Directions for this task:
Print the lines of the data, starting with the first, up to and including the line where "Issue #15, opened 2016-02-24" appears.
----- Data records
Issue #16, opened 2016-02-24
Enable continuous integration


blackwind:
We now have a [Travis CI](https://travis-ci.org/) build status icon in the [README](https://github.com/EventGhost/EventGhost/blob/master/README.md), but currently have no build instructions for it to follow. I'll take a look at setting this up in the coming days.

Issue #15, opened 2016-02-24
Generate changelog from pull requests instead of commits


blackwind:
@topic2k's build script update (#8) contains the ability to generate a changelog from Git commits. I suggested we only include the title/subject of each commit rather than the full body, but I fear this will still produce far too much noise for the end-user.

Consider the following recent commit messages:

* "Added README with project description and slack link"
* "Restored manifest file."
* "Merge pull request #8 from topic2k/develop"
* "Add .gitignore"

Do we really want all that in the changelog? Does the user care about any of these things?

Here's what I'm thinking we should include, ordered by order in the changelog:

* Merged pull requests with the `notice` tag ("Important changes for plugin developers:")
* Merged pull requests with the `enhancement` tag ("Features added:")
    * Except where also tagged with `internal`
* Merged pull requests with the `bug` tag ("Bugs fixed:")
    * Except where also tagged with `internal`

There's a Ruby project called [GitHub Changelog Generator](https://github.com/skywinder/github-changelog-generator) capable of producing this result. I don't think we should use that project directly to generate our changelog, as the last thing we need is a dependency on another language, but I think we should aim to reproduce [its excellent Markdown output format](https://github.com/skywinder/Github-Changelog-Generator/blob/master/CHANGELOG.md).

Added bonuses:

* If this completely eliminates the need for `pygit2` (and, by extension, libgit2), the process of setting up a build environment will be greatly simplified.
* We can publish the Markdown output to our GitHub releases (#14).

We need to resolve this before closing #2.

blackwind:
I've been thinking about the content of the above post, and I've identified a potential stumbling point -- we can compare the date an issue was closed with the date of the last release, but does that tell us the whole story?

Consider the following scenario: We release v0.5.0, then we begin work on v1.0.0. For v1.0.0, hypothetically, we upgrade to Python 3. We've converted the source tree to Python 3, but we're not ready to release it, and suddenly the need arises to put out a patch release, v0.5.1. We checkout the `v0.5.0` tag, commit our bugfix, begin building the v0.5.1 release, and the changelog generator picks up and adds the closed "Upgrade to Python 3" issue. Not good.

I don't think there's any way to reliably generate a changelog from issues. Pull requests, though? Not only can that still work, it's probably what I should've suggested in the first place, as every closed issue listed would've had a duplicate in the list of merged pull requests.

[...]

PR #25, opened 2016-03-03
Add build step to publish update to GitHub

### LINKED ISSUE #14: Add build step to publish update to GitHub
As previously discussed, we should add an option to the build script, NOT enabled by default, to publish our update to GitHub. Steps taken would include:

* Generate changelog.
* Push changelog to remote.
* Add GitHub release in format "v0.5.0".
* Upload installer to release.
* Publish changelog to release.

We need to resolve this before closing #2.

topic2k:
- create changelog from GitHub (makes pygit2 obsolete)
- commit the changelog
- change the reference to the commit
- create release
- upload the setup file to the release

The builder gui is extended with controls for the needed github info: token, user, repo, branch. These infos will be saved in the builder config file.

Resolves #14.


blackwind:
I won't have time to fully review this until late tonight, but one thing I wanted to point out before leaving:

`build\builder\Tasks.py`

* [lines 38, 40] This is `pygit2` code I recently added that will need to be updated. All `len(list(repo.walk(repo.head.target)))` does is count the total number of commits.

topic2k:
Didn't saw that, sorry. I can count the commits on GitHub, but it's a little bit slow. Should i make another PR or add it to this? (But not today anymore, going to bed.) Tomorrow i will investigate if there is a faster method than counting.

blackwind:
No need to apologize. I've been going hard these past few days while I still had oodles of time on my hands. If anyone has actually stayed on top of all my changes, I'd be stunned.

In general, always add to the existing pull request if it's the same project and it hasn't already been merged. The good news is, mentally and physically, I'm completely and utterly exhausted, so I can say with confidence that there won't be any merges (or likely any code review at all) tonight. :stuck_out_tongue:

topic2k:
Found a way do get the revision (commit) count from via github api. I removed the pygit2 dependency and made successfull a complete build. (All Tasks up to and including releasing to github.)

blackwind:
Good stuff. I'll make every effort to get this merged by the end of the day.

Regarding the pre-release checkbox idea, I like it, but let's continue that discussion over in #15.

blackwind:
`[various files]`

* Let's read the user's GitHub token from their `.gitconfig` using [this standard](https://github.com/blog/180-local-github-config). No need to add code to write to `.gitconfig` -- just exit and tell the user to run `git config --global github.token [token]` if you can't find it.
* Let's remove the user field to prevent confusion and instead store the repo in format "EventGhost/EventGhost". If I saw the user field without looking at the code, I'd probably put "blackwind" in there instead of "EventGhost" and end up releasing to my fork by mistake.
* The `while nextPage:` blocks could be condensed into a function so there isn't so much code duplication.

`build/builder/CheckDependencies.py`

* I was going to suggest that you require `agithub` v2.0, then delete `build/builder/github.py`, but apparently v2.0 isn't on PyPI yet. I'll make this change myself when that changes.

`build/builder/CreateGitHubRelease.py`

* [line 1-15] Replace file header with our new file header found in all .py files.
* [line 72] Change to `print "getting release info"`.
* [line 74] Change to `release = None`, new line, `upload = True`. We'll be getting rid of `add2release` entirely further down.
* [line 76] This should probably be an error with a `return`. Even now, we have a `v0.4.1.r1722` release tag, so there's no reason this call should ever fail.
* [line 78] Consider the v0.5.1 release scenario I outlined in #15, and hypothetically, pretend we released a v1.0.0-beta1. This code will look at v1.0.0-beta1, decide it's safe to continue, and potentially do something we don't want. You'll probably have to loop through all releases. If you find a matching release already exists, save it under the `release` variable.
* [line 84] Change to `wx.YES|wx.NO`. "Cancel" suggests to the user that the process will be cancelled entirely, which it isn't.
* [line 85] For code clarity, change to `upload = (True if dlg.ShowModal() == wx.ID_YES else False)`.
* [line 117-155] Before posting, we should check to see if the local changelog is the same as the remote changelog, which could happen if we previously failed somewhere during publishing. If so, skip these steps.
* [line 138] Change to `print "creating commit for changelog update"`.
* [line 139] Change to `body = {'message': "Add changelog for v{0}".format(appVer),`.
* [line 169] Creating a release shouldn't depend on how the user responds to the upload dialog box. We can't create a release if it's already there. Instead, we should do `if not release:` here, then add an accompanying `else:` block to overwrite the changelog on the existing release if you found one above.
* [line 184] Currently, the installer is uploaded even if the user says cancel/no. Do `if upload:` here.

`build/builder/Gui.py`

* `appRevision` isn't populated unless the refresh button is pressed, and `appVersion` and `appRevision` need to be updated before build if repo or branch are changed, so we'll have to come up with another approach here.
* Remove User and Token fields.

`build/builder/UpdateChangeLog.py`

* [line 71] Change to `pass`.
* [line 72] Change to `newline = "- {0} ({1})\n".format(msg, author)`.
* [line 72-73] Move these into the `try:` block. We don't want any empty lines in the changelog.

`build/builder/Utils.py`

* [line 78] Change to `parts = GetLastReleaseOrTagName(buildSetup).split('.')[:3]`.
* [line 80-84] Change to `while len(parts) < 3:`, `parts.append("0")`.

topic2k:
> I was going to suggest that you require agithub v2.0, then delete build/builder/github.py, but apparently v2.0 isn't on PyPI yet. I'll make this change myself when that changes.

No need for a dependency to agithub. The needed script i included in `builder/github.py`.


> appRevision isn't populated unless the refresh button is pressed, and appVersion and appRevision need to be updated before build if repo or branch are changed, so we'll have to come up with another approach here.

That's only on first start when there is no saved user/token. But with reading from `.gitconfig` this will be obsolete.


The next days i don't have much time to work on it. Next weekend i will continue work on your comments. (Just to let you now about delaying.)

blackwind:
> No need for a dependency to agithub. The needed script i included in `builder/github.py`.

I still prefer not to include any non-EventGhost code in the tree that we don't have to. The user needs to `pip install` a boatload of other things to create their build environment anyway, so one more won't hurt anyone -- particularly when we use `requirements.txt` to automate it, which is something I'll be looking at soon in preparation for #16.

> That's only on first start when there is no saved user/token. But with reading from `.gitconfig` this will be obsolete.

Gotcha.

> The next days i don't have much time to work on it. Next weekend i will continue work on your comments. (Just to let you now about delaying.)

No worries. Thanks for the heads-up. Frankly, I could probably use a few days off myself.

topic2k:
> Let's remove the user field to prevent confusion and instead store the repo in format "EventGhost/EventGhost". If I saw the user field without looking at the code, I'd probably put "blackwind" in there instead of "EventGhost" and end up releasing to my fork by mistake.

I can reduce it to one textfield, but i would leave the username changeable because not everyone has the rights to release to "EventGhost/EventGhost". Or did i misunderstood you?

blackwind:
Reduce it to one field is exactly what I meant. Store it in format "EventGhost/EventGhost", and also show it to the user in format "EventGhost/EventGhost". If user johnsmith forks us and changes the field to "johnsmith/EventGhost", it'll release to his fork as expected.

topic2k:
> [line 84] Change to wx.YES|wx.NO. "Cancel" suggests to the user that the process will be cancelled entirely, which it isn't.

What about Yes/Cancel? Cancel will cancel the task. IMO it doesn't make sense to continue if there is a release and the user don't want to upload the installer.

blackwind:
Good point. Stick with Yes/No, but change the wording of the dialog box to "Found an existing GitHub release matching 'v{0}'. Overwrite?", and match the program flow to that wording. If the user says no, `return`; if the user says yes, overwrite the installer and changelog for the existing release. You might need to delete the existing installer in the release first so you don't end up with a duplicate.

blackwind:
Ah, looks like you snuck a commit in here. I don't get an email notification when that happens, so be sure to post a follow-up comment in the future.

`build/builder/CreateGitHubRelease.py`

* [line 81, 100, 204] Remove these lines. No need for the `upload` variable anymore now that you're `return`ing on "No".
* [line 205] Change to `else:`.

`build/builder/Gui.py`

* [line 109-110, 119-121, 124, 198] Remove these lines. Revision was only restored for API compatibility just in case any plugin authors are checking `eg.revision` to determine whether or not a certain feature or bugfix is available. Moving forward, revision is no longer part of our versioning scheme, so it's something we don't want to draw attention to. Come v1.0, it'll be removed entirely.

`build/builder/Utils.py`

* [line 240] Change to `if "token" not in gitcfg or "user" not in gitcfg:` and modify the comment on the line above. User could have a `[github]` section without both necessary values.

`build/builder/__init__.py`

* [line 66] Change to `"To create a token, go to: https://github.com/settings/tokens"`.

topic2k:
Ok, now with a comment: Crossing fingers that the PR will now be accepted.  :smile:

blackwind:
Perfect.

topic2k:
Found a little error in 'builder\Utils.py': Lines 259-273 should be unindented by one. Otherwise only Repositorys with the name "EventGhost" will be listet in the repo choice button. But this will only affect someone who renames his repository.

blackwind:
Yep, that was an intentional change from me. The odds of someone wanting to create releases from their fork are almost zero in the first place, but the odds of someone wanting to create releases from a renamed fork? I just can't picture that ever happening. In the unlikely event that it does, the user in question can unindent. As for those of us who'll actually be creating releases, we get improved startup times and less riffraff this way. When the plugin repository hits and there are 100 plugin repos under the EventGhost account, it's going to make a HUGE difference.

PR #28, opened 2016-03-19
Upgrade to the latest wxPython

### LINKED ISSUE #9: Upgrade to the latest wxPython
If a version of wxPython > v2.8 is the default version, the main frame of EG is shown, but then the app hangs.

topic2k:
This will make EG start/run with wxPython 3.0.2 (resolves #9).  (Only did a quick check of the plugins in this repo.)

**_For (plugin) developers:_**
Take a look at the [changes since wxPython 2.8](http://docs.wxwidgets.org/stable/overview_changes_since28.html). There are not too much.
What is not described there and we found out:
- If you use a `GridBagSizer` with growable rows/columns, be sure to set the growable row/column after you added the corresponding row/column. Example:
```
sizer = wx.GridBagSizer()
sizer.AddMany([
    (self.slider, (0, 0), (1, 3), wx.EXPAND),
    (st1, (1, 0), (1, 1), wx.ALIGN_LEFT),
    (self.valueLabelCtrl, (1, 1), (1, 1), wx.ALIGN_CENTER_HORIZONTAL),
    (st2, (1, 2), (1, 1), wx.ALIGN_RIGHT),
    ])
sizer.AddGrowableCol(1, 1)
```


blackwind:
Here are a few errors I found:

```
C:\Program Files (x86)\EventGhost\eg\Classes\MainFrame\TreeCtrl.py:710: wxPyDeprecationWarning: Call to deprecated item. 
  while wx.GetMouseState().LeftDown():
```

```
Traceback (most recent call last) (1816):
  File "C:\Program Files (x86)\EventGhost\eg\Classes\TaskletDialog.py", line 61, in ProcessingTask
  File "C:\Program Files (x86)\EventGhost\eg\Classes\ConfigDialog.py", line 166, in Configure
    treeItem.Configure(*args)
  File "C:\Program Files (x86)\EventGhost\eg\Classes\ActionItem.py", line 103, in Configure
    return self.executable.Configure(*args)
  File "C:\Program Files (x86)\EventGhost\plugins\System\Execute.py", line 270, in Configure
    lowerSizer.AddGrowableCol(1)
  File "wx\_core.pyc", line 15368, in AddGrowableCol
PyAssertionError: C++ assertion "!m_cols || idx < (size_t)m_cols" failed at ..\..\src\common\sizer.cpp(1980) in wxFlexGridSizer::AddGrowableCol(): invalid column index
```

The `AddGrowableCol` error shows up in a bunch of places. Search all files in the tree for "AddGrowableCol". Each one will need to be fixed.

Finally, here's my only note on the code thus far, which isn't even your fault:

`build\builder\CreateImports.py`

* [line 39] Insert `"wx.build.config",` here so build doesn't fail in a virtualenv.

topic2k:
Ok, i hope i now fetched all `AddGrowable...`.
But now the PR conflicts and i don't know how to resolve it (the easy way).

blackwind:
Should be as simple as:

    git checkout wx_302
    git rebase upstream master
    git push --force

Testing now. So far so good, but I'm gonna give it a few days before merging.

blackwind:
One more: Exiting EventGhost with File > Exit doesn't actually exit, but instead sucks CPU indefinitely until the process is terminated by force. It appears to be getting caught in an infinite loop at line 93 in `plugins\Mouse\__init__.py`.

topic2k:
> One more: Exiting EventGhost with File > Exit doesn't actually exit, but instead sucks CPU indefinitely until the process is terminated by force. It appears to be getting caught in an infinite loop at line 93 in plugins\Mouse\__init__.py.

I can't reproduce that. I've added a `print "looping"` after the `while True:` and it's always stopping fine.

blackwind:
Interesting, must be something in my config. I'll investigate further.

blackwind:
Got it: It's the [Snarl plugin](https://sourceforge.net/p/eventghost/code/HEAD/tree/branches/pako2/not-included-plugins/Snarl/). I can reproduce in an empty config with only that plugin loaded. Could you pastebin me a fixed version?

topic2k:
Replaced with PR #35

PR #31, opened 2016-03-20
PIL changes: replace tostring with tobytes.

topic2k:


blackwind:
Had to fix this in another file as well, so I made the commit myself. Thanks for bringing it to my attention.

PR #34, opened 2016-03-22
Added a new event before leaving mainloop.

topic2k:
Send an event before the mainloop exits, so that plugins can be stopped clean. (e.g. Snarl plugin)


topic2k:
Replaced/integrated into PR #35

PR #37, opened 2016-03-27
Only copy core plugins to `Program Files\EventGhost\plugins`

topic2k:
Only copy core plugins to `Program Files\EventGhost\plugins`. All other plugins to `ProgramData\EventGhost\plugins`.
To mark a plugin as core for the build tool, create a file with the name `core-plugin` inside the plugin folder.

### DIFF
--- a/build/Build.py
+++ b/build/Build.py
@@ -129,9 +129,13 @@ class MyBuilder(builder.Builder):
         files = set(ListDir(srcDir, EXCLUDE_DIRS, fullpath=False))
 
         noincludes = ["."]
-        for f in files:
+        coreplugins = []
+        for f in files.copy():
             if f.endswith("noinclude"):
                 noincludes.append(f.replace("noinclude", ""))
+            elif f.endswith("core-plugin"):
+                coreplugins.append(f.replace("core-plugin", ""))
+                files.remove(f)
 
         installFiles = []
         for f in files:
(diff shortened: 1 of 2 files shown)


blackwind:
What's the rationale for this one? Separating out the core plugins is an important part of the online plugin repository work, but not something I can think of any good reason to do at this stage.

topic2k:
I think that core plugins and optional plugins should be separated, so that it is distinguishable between need and additional plugins. And the `ProgramData\EventGhost\plugins` is normaly writable by the user.

If you plan, not to supply any optional plugin with future releases, then your are right and this patch isn't needed. But i would prefer to keep some additional plugins in the installer, plugins that have no dependency (eg. OSE, OSM, DesktopRemote). [I have in mind to rework the default example config]

blackwind:
Problem is, the user then has 100 plugins lumped in with the ones he installed manually and can't tell at a glance which are his and which are from the installer.

What I'm going to do is accept this, but then comment out most of the new stuff to get us back to the way it was. Then, when we need this code, it'll be there, ready to go.

If I could make a tiny request, in the future, try to avoid including a trailing period in pull request and commit titles. Titles aren't supposed to be sentences.

Pako2:
I think it is right and Bitmonster also intended that way.
However, there is one issue that needs to be solved.
The problem, it is a **language editor** (you have to use the "-translate" commandline option).
Inside the language editor, there are only seen those plugins that are located in the `Program Files\EventGhost\plugins`.
This means that you can not do the translation for those plugins that are located in the `ProgramData\EventGhost\plugins`.

PR #39, opened 2016-03-28
Catch an exception, if `EventGhost.chm` is not writable

topic2k:


blackwind:
I'm not a fan of this one. If anything, we should be moving in the opposite direction -- removing error handling in the build scripts entirely. We don't want builds to complete if they won't contain the necessary files, and a traceback will tell us exactly what went wrong, whereas here, it just says the file couldn't be copied. Why not?

This is especially important for #16, which I'm still (half-heartedly) designing and working on. If we handle errors like this, CI will claim the build completed successfully when it actually didn't, defeating the entire purpose of setting up CI.

PR #45, opened 2016-04-03
Start in build folder when virtualenv activated manually

blackwind:
This is the kind of thing I'd typically commit directly, but I'm opening a pull request to test CI.


blackwind:
Beautiful.

PR #48, opened 2016-04-07
Calculate Python Script indent size from script

blackwind:
My preferred indent size is two spaces. With this patch, the Python Script editor will examine my script and respect my choice rather than foisting its default of four spaces on me.


blackwind:
It appears CI build will fail if you merge before it starts. Good to know.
----------
Response for this exercise:
Issue #16, opened 2016-02-24
Enable continuous integration


blackwind:
We now have a [Travis CI](https://travis-ci.org/) build status icon in the [README](https://github.com/EventGhost/EventGhost/blob/master/README.md), but currently have no build instructions for it to follow. I'll take a look at setting this up in the coming days.

Issue #15, opened 2016-02-24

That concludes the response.